Single Image Super-Resolution of Noisy 3D Dental CT Images Using Tucker Decomposition

TL;DR

This paper compares Tucker and CPD tensor decompositions for single image super-resolution of noisy 3D dental CT images, demonstrating Tucker's advantages in noise robustness and accuracy.

Contribution

The study introduces a Tucker decomposition-based SISR method, highlighting its improved noise handling and segmentation accuracy over CPD in dental CT imaging.

Findings

Tucker decomposition improves noise robustness in SISR.

The proposed method achieves higher PSNR and SSIM scores.

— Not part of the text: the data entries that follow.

PR #583, opened 2025-03-23
Extended rotation correction to also have X/Y offsets.

### LINKED ISSUE #418: Placement offsets for parts
**Is your feature request related to a problem? Please describe.**

Some footprints I use result in the parts being placed rotated and with a offset in the JLCPCB placement preview.
For rotation, there is a setting in the plugin but for position offsets, there isn’t (as far as I can tell).

**Describe the solution you'd like**

I’d like to have the option to store a offset that should be used when adding a part to the POS file. Just like the rotation.
Specifying an offset as a relative value (move by dx/dy) would be fine.
Of course there could be other options that simplify the entry:

* Place based on center of footprint (ignoring what layers?)
* Place based on center of pin 1
* Place based on center of all pins
* Place based on top/bottom left/right corner
* …

**Describe alternatives you've considered**

* _Changing the footprints_
  Surely an option for custom footprints but not ideal for standard-parts (e.g. Connector_USB:USB_C_Receptacle_G-Switch_GT-USB-7010ASV vs. C963370)
* _Moving the parts in the placement preview when ordering_
   Works but can easily be forgotten. Especially for parts like the mentioned USB-C connector where the offset is small.

**Additional context**

-/-

dhoepfl:
Implements/Fixes #418

Renamed the rotations.db file to corrections.db to reflect the more general correction approach.
Implemented update logic to convert existing rotation databases to the new correction database (setting the offsets to 0 in this case).
The online corrections file already contains offsets, these are imported.

Some notes about things I am unsure about:

* While implementing this, I noticed that there is a `rotation` table created in the parts.db. This table seems to be never used thus I removed the table creation. (see change of jlcparts_db_convert.py)
* I’m not 100% sure if the code works with KiCAD before version 8, I especially unsure if the usage of wxPoint in fabrication.py is the correct way to do what I do there.
* The new code automatically imports the previous rotations.db. I tried to modify all code (e.g.  import/export) in a way that does not break existing workflows. Obviously exporting now includes two additional columns but importing still accepts files that do not contain offset information (setting those to 0/0).
* I tried to match the code style as best as I could but Python not my day-to-day language so please bear with me.

### DIFF
--- a/corrections.py
+++ b/corrections.py
@@ -1,4 +1,4 @@
-"""Contains the rotations manager."""
+"""Contains the corrections manager."""
 
 import csv
 import logging
@@ -12,15 +12,15 @@ from .events import PopulateFootprintListEvent
 from .helpers import PLUGIN_PATH, HighResWxSize, loadBitmapScaled
 
 
-class RotationManagerDialog(wx.Dialog):
-    """Dialog for managing part rotations."""
+class CorrectionManagerDialog(wx.Dialog):
+    """Dialog for managing part corrections."""
 
     def __init__(self, parent, footprint):
         wx.Dialog.__init__(
             self,
             parent,
             id=wx.ID_ANY,
-            title="Rotations Manager",
+            title="Corrections Manager",
             pos=wx.DefaultPosition,
             size=HighResWxSize(parent.window, wx.Size(800, 800)),
             style=wx.DEFAULT_DIALOG_STYLE | wx.RESIZE_BORDER | wx.MAXIMIZE_BOX,
@@ -29,7 +29,9 @@ class RotationManagerDialog(wx.Dialog):
         self.logger = logging.getLogger(__name__)
         self.parent = parent
         self.selection_regex = None
-        self.selection_correction = None
+        self.selection_rotation = None
+        self.selection_offset_x = None
+        self.selection_offset_y = None
         self.import_legacy_corrections()
 
         # ---------------------------------------------------------------------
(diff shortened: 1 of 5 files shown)


chmorgan:
"While implementing this, I noticed that there is a rotation table created in the parts.db. This table seems to be never used thus I removed the table creation. (see change of jlcparts_db_convert.py)"

This makes sense. Can you open a PR with just this individual change so it can be discussed in isolation?

chmorgan:
@dhoepfl can you explain how one would arrive at the desired offsets, eg. what is the workflow to be used? That would be a helpful addition to the README even if only text without images.

dhoepfl:
> This makes sense. Can you open a PR with just this individual change so it can be discussed in isolation?

Sure. See #586

dhoepfl:
> @dhoepfl can you explain how one would arrive at the desired offsets, eg. what is the workflow to be used? That would be a helpful addition to the README even if only text without images.

The [list used for the download button](https://raw.githubusercontent.com/matthewlai/JLCKicadTools/master/jlc_kicad_tools/cpl_rotations_db.csv) already contains correction offsets (e.g. for “USB_C_Receptacle_XKB_U262-16XN-4BVC11”) so if you use that, you will automatically get them.

In my current project, I use one custom footprint that made me write the offset correction: I have no idea what goes wrong in get_position, the pads in the footprint are positioned around the origin, different sizes but the outer edges of the pads are all +/-1.2 mm from the origin. Nonetheless, creating the CPL moves it to the left by 0.18mm. Would probably have worked but I didn’t want to take a risk.

(Something similar happens with the standard “Texas_RWU0007A_VQFN-7_2x2mm_P0.5mm” footprint: Place it at 100/100 and the CPL contains 99.99975/-100.0, might be rounding in this case but I have seen bigger differences.)

So, long story short, I do not have a great solution other than creating the production files, looking closely at them and after uploading them to JLCPCB, looking at what they show in their preview (especially the coordinates at the bottom right are helpful).

Honestly, I am no longer sure if the offset approach is the correct thing to do in all cases: My custom footprint is at 98.79595mm (don’t ask, I just ended up there), it gets exported with that value if I use the 0.18 offset. Moving it to X=100 exports it at 100.18 (offset backfiring …). Moving the chip to a different location just to get the correct coordinates is not an option, so using a project local correction file works for me.

chmorgan:
@dhoepfl are the offsets consistent between two boards with the same part? (that would suggest a global offset table).

I went through the CPL generation path and other than calling ToMM() the only other function that could be causing an issue is this possible aux_origin:

```
    def generate_cpl(self):
        """Generate placement file (CPL)."""
        cplname = f"CPL-{Path(self.filename).stem}.csv"
        self.corrections = self.parent.library.get_all_correction_data()
        aux_orgin = self.board.GetDesignSettings().GetAuxOrigin()
        add_without_lcsc = self.parent.settings.get("gerber", {}).get(
            "lcsc_bom_cpl", True
        )
        with open(
            os.path.join(self.outputdir, cplname), "w", newline="", encoding="utf-8"
        ) as csvfile:
            writer = csv.writer(csvfile, delimiter=",")
            writer.writerow(
                ["Designator", "Val", "Package", "Mid X", "Mid Y", "Rotation", "Layer"]
            )
            footprints = sorted(self.board.Footprints(), key=lambda x: x.GetReference())
            for fp in footprints:
                part = self.parent.store.get_part(fp.GetReference())
                if not part:  # No matching part in the database, continue
                    continue
                if part["exclude_from_pos"] == 1:
                    continue
                if not add_without_lcsc and not part["lcsc"]:
                    continue
                try:  # Kicad <= 8.0
                    position = self.get_position(fp) - aux_orgin
                except TypeError:  # Kicad 8.99
                    x1, y1 = self.get_position(fp)
                    x2, y2 = aux_orgin
                    position = VECTOR2I(x1 - x2, y1 - y2)
                writer.writerow(
                    [
                        part["reference"],
                        part["value"],
                        part["footprint"],
                        ToMM(position.x),
                        ToMM(position.y) * -1,
                        self.fix_rotation(fp),
                        "top" if fp.GetLayer() == 0 else "bottom",
                    ]
                )
        self.logger.info(
            "Finished generating CPL file %s", os.path.join(self.outputdir, cplname)
        )
```

The 0.18mm offset could be a separate thing than part offsets.

Sometimes parts are centered on pin 1, in other cases it's the centroid (the middle of the package). Could that represent the reason why jlcpcb gets the positions incorrect? (I've totally seen the same thing and they just fix them for me on each push, perhaps manually?)

Could you make a test project and push it up to GitHub that has parts from the library and exhibits the offset that you see, using metric units (to ensure there isn't some rounding issue), and with parts on whole mm numbers?

We want to rule out the plugin messing something up. It seems unlikely that the issue is in kicad itself, the coordinates are used all over in pcbnew.

dhoepfl:
> Could you make a test project and push it up to GitHub that has parts from the library and exhibits the offset that you see, using metric units (to ensure there isn't some rounding issue), and with parts on whole mm numbers?

While trying to do so, I found the problem with “Texas_RWU0007A_VQFN-7_2x2mm_P0.5m”: There are 6 (invisible) pads on the pads 1-3. The ones on the left are a tiny bit larger than the pads 1-3 so the calculated center is of by half of this (0.00025). Using the measure tool does not show this because it only shows 1/1000th of a mm.

So probably the export is all fine, I probably confused the 0.18 offset that JLCPCB shows in their preview with the (now explained) 0.00025 offset I saw in the CPL vs. the position I used for the part. 

I faintly remember that the reason I used my own footprint vs. the standard one were these additional pads that I do not need and the offset they caused. But I couldn’t understand why I still see an offset when compared to the JLCPCB preview. Probably I am mixing things up here.

I am very sorry for all the confusion I cause.

To clean the mess up, here’s my current understanding:

* There is no bug in the export. The 0.00025 offset is to be explained by the additional pads.
* The 0.18 offset I see is to be explained by JLCPCB using a different center point. (See “JLCPCB Preview.png” in the [attached file](https://github.com/user-attachments/files/19484873/Offset.Test.zip)), having the option to add a correction makes sense in that case.

dhoepfl:
> so if they used the fab they should be centered on the origin, the fab is 1mm and 1mm across the X.
> 
> If they used the pads extents they should be centered on the origin, they are 1.2mm each side.
> 
> If they used the extents of the silk screen you'd expect more bias.
> 
> Thoughts on if they are using something in the design package relative to the part to determine the center point?
> 
> And, since we have this test design package, could you ask them how they do it? They might tell us its some internal thing and then we've confirmed there should be offsets, or they might say it something in the design package and we can automatically fix it.

I sent a mail to JLCPCB asking for how they do it. Here’s the answer:

> Thanks for your email!
>
>The component's placement page is for reference purpose, which is not 100% perfect. And our engineer actually prepare parts placement based on silkscreen, instead of original parts placement.
>
> Given above circumstance as above, it is suggested to choose "confirm parts placement" button to confirm our parts placement before production.
>
> Our parts placement data is adjustable before production, don't worry.

My conclusions are:

* The silk screen is way more important that I thought it is. (And there is probably no way to find the “correct” location programmatically.)
* As long as the position is within the bounds of the part, they will probably place it correctly.

Regarding the “don’t worry”: The most recent order at work had totally messed up rotation data (newly installed KiCAD, never downloaded the correction database, so no correction was used at all). JLCPCB asked for confirmation of the LED polarity. Just about the *only* parts that were correctly rotated (but not marked on the silk screen) …

dhoepfl:
> That’s a ton of useful info.
> 
> @dhoepfl given this, what do you think the plugin should do? How should we proceed with your pull request?

Obviously I would like to get it. Even if it is not required to get the previews to line up, it would simplify things for me (in my work context, where the orders are placed by the purchasing department).

The arguments I see that are against merging it:

* It seems like it is not really required at the moment. (My point: While it might not be required right now, there might be cases where it helps (see above). Having a 100% correct preview does not break anything, after all.)
* From your point of view: The burden of maintenance.
* While there are corrections in the downloaded default list, I just tested the USB-C plug (using C22383468) which has a x-offset of 1.44mm. It seems like the offset should be 0 now. I assume that wasn’t the case in the past.

So, I see there are reasons not to merge it but if you ask me: Please merge it.

chmorgan:
@dhoepfl I agree with your assessment, I figured you'd articulate it better than I could guess about it :-)

Would you mind one final question for jlcpcb? I know it could delay this slightly but I'm hoping that's ok. The question is, "would they be ok if this plugin adjusted the positions to center them in the pcb preview?" It would stink if they did start using the part center for something or if they already do use it for something else.

dhoepfl:
> @dhoepfl I agree with your assessment, I figured you'd articulate it better than I could guess about it :-)
> 
> 
> 
> Would you mind one final question for jlcpcb? I know it could delay this slightly but I'm hoping that's ok. The question is, "would they be ok if this plugin adjusted the positions to center them in the pcb preview?" It would stink if they did start using the part center for something or if they already do use it for something else.

No worries, the last days were kind of busy anyways, I didn't even find time to return to JLCPCB's mail to send the follow up question. I hope I'll find some time this weekend to do so.

dhoepfl:
Here’s JLCPCB’s answer:

>> Thanks a lot for these information. There is one follow up
   question from the plugin maintainer: "would they be ok if this plugin
   adjusted the positions to center them in the pcb preview?" Thanks a lot
   for your support!
>
>    The component's placement page is for reference purpose , so I think the
   plugin parts placement issue you mention doesn't matter.
>
>   Our engineer will correct placement and prepare DFM based on silkscreen.
>
>   It is suggested to choose "confirm parts placement button" for your concern.

My interpretation is: As long as the part is at “about the right position” it will work.

chmorgan:
Hi @dhoepfl rebased and merged into main. Thank you for confirming that adjustments aren't going to make life difficult for jlcpcb.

Tucker-based approach reduces runtime compared to CPD.

Abstract

Tensor decomposition has proven to be a strong tool in various 3D image processing tasks such as denoising and super-resolution. In this context, we recently proposed a canonical polyadic decomposition (CPD) based algorithm for single image super-resolution (SISR). The algorithm has shown to be an order of magnitude faster than popular optimization-based techniques. In this work, we investigated the added value brought by Tucker decomposition. While CPD allows a joint implementation of the denoising and deconvolution steps of the SISR model, with Tucker decomposition the denoising is realized first, followed by deconvolution. This way the ill-posedness of the deconvolution caused by noise is partially mitigated. The results achieved using the two different tensor decomposition techniques were compared, and the robustness against noise was investigated. For validation, we used dental images. The superiority of the proposed method is shown in terms of peak signal-to-ratio, structural similarity index, the canal segmentation accuracy, and runtime.